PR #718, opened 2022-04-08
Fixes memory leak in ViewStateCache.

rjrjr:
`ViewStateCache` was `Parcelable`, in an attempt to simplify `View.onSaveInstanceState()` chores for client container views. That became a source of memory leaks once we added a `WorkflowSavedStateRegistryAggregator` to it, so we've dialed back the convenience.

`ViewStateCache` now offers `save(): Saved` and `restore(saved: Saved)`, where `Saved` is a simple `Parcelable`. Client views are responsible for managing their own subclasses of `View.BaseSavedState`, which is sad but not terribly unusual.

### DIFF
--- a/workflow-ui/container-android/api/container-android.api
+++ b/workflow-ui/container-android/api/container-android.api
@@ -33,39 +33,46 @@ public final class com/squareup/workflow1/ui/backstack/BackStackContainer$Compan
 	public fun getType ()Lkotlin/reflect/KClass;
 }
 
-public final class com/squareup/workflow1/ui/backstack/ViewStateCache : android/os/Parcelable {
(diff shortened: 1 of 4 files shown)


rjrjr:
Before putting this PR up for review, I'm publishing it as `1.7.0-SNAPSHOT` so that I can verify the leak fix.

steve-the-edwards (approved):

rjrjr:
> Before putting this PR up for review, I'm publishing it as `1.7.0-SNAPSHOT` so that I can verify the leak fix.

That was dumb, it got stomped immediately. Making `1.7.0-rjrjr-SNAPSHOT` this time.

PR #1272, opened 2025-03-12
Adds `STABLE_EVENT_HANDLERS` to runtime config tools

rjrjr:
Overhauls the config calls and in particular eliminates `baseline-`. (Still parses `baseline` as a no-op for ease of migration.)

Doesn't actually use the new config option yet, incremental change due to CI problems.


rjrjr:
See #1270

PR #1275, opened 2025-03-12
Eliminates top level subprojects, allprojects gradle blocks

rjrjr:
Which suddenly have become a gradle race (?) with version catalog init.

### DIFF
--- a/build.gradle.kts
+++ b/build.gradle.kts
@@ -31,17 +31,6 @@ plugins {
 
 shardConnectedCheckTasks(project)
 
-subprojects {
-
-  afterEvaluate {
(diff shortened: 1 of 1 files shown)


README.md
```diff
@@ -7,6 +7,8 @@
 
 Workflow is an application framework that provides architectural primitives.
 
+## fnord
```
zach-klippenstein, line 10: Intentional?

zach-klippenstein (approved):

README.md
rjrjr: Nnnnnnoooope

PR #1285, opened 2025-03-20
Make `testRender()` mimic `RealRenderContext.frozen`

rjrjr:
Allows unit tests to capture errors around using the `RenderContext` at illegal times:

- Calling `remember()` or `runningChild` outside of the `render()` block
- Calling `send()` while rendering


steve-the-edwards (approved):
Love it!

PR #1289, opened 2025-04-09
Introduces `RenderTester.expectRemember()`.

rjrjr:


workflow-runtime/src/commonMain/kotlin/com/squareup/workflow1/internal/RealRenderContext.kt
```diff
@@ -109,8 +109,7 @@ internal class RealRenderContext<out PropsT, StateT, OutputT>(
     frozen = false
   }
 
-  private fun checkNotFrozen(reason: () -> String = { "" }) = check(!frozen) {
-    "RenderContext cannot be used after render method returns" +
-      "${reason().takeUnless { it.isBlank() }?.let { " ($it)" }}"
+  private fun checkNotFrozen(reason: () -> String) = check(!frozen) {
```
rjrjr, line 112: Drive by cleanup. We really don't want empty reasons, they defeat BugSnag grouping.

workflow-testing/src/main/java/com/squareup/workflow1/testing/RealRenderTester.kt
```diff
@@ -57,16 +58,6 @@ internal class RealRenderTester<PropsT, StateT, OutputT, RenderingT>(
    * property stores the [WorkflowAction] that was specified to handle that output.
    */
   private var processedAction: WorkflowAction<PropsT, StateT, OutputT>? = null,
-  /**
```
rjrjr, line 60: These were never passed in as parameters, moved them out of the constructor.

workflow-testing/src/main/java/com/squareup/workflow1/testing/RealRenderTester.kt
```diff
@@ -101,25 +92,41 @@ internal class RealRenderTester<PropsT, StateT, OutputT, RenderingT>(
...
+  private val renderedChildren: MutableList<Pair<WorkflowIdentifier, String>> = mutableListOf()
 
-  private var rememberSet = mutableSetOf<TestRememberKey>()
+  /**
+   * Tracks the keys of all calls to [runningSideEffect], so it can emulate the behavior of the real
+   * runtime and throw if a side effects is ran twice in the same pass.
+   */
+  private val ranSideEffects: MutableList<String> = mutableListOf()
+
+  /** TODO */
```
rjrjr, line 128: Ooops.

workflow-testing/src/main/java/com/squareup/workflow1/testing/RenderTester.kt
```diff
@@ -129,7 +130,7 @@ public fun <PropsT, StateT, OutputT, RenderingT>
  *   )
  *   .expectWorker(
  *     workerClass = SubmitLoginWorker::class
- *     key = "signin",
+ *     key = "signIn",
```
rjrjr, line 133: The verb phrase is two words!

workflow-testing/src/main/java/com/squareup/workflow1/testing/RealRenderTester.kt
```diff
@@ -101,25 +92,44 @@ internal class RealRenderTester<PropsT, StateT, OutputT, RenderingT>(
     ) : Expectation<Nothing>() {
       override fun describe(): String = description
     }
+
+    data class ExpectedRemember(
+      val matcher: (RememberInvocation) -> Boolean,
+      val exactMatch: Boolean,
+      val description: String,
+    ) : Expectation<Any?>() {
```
◆ ◆ ◆ ◆
Consider the entries above and return each line with the string "verify".

• _Solution for this exercise_:
Before putting this PR up for review, I'm publishing it as `1.7.0-SNAPSHOT` so that I can verify the leak fix.
> Before putting this PR up for review, I'm publishing it as `1.7.0-SNAPSHOT` so that I can verify the leak fix.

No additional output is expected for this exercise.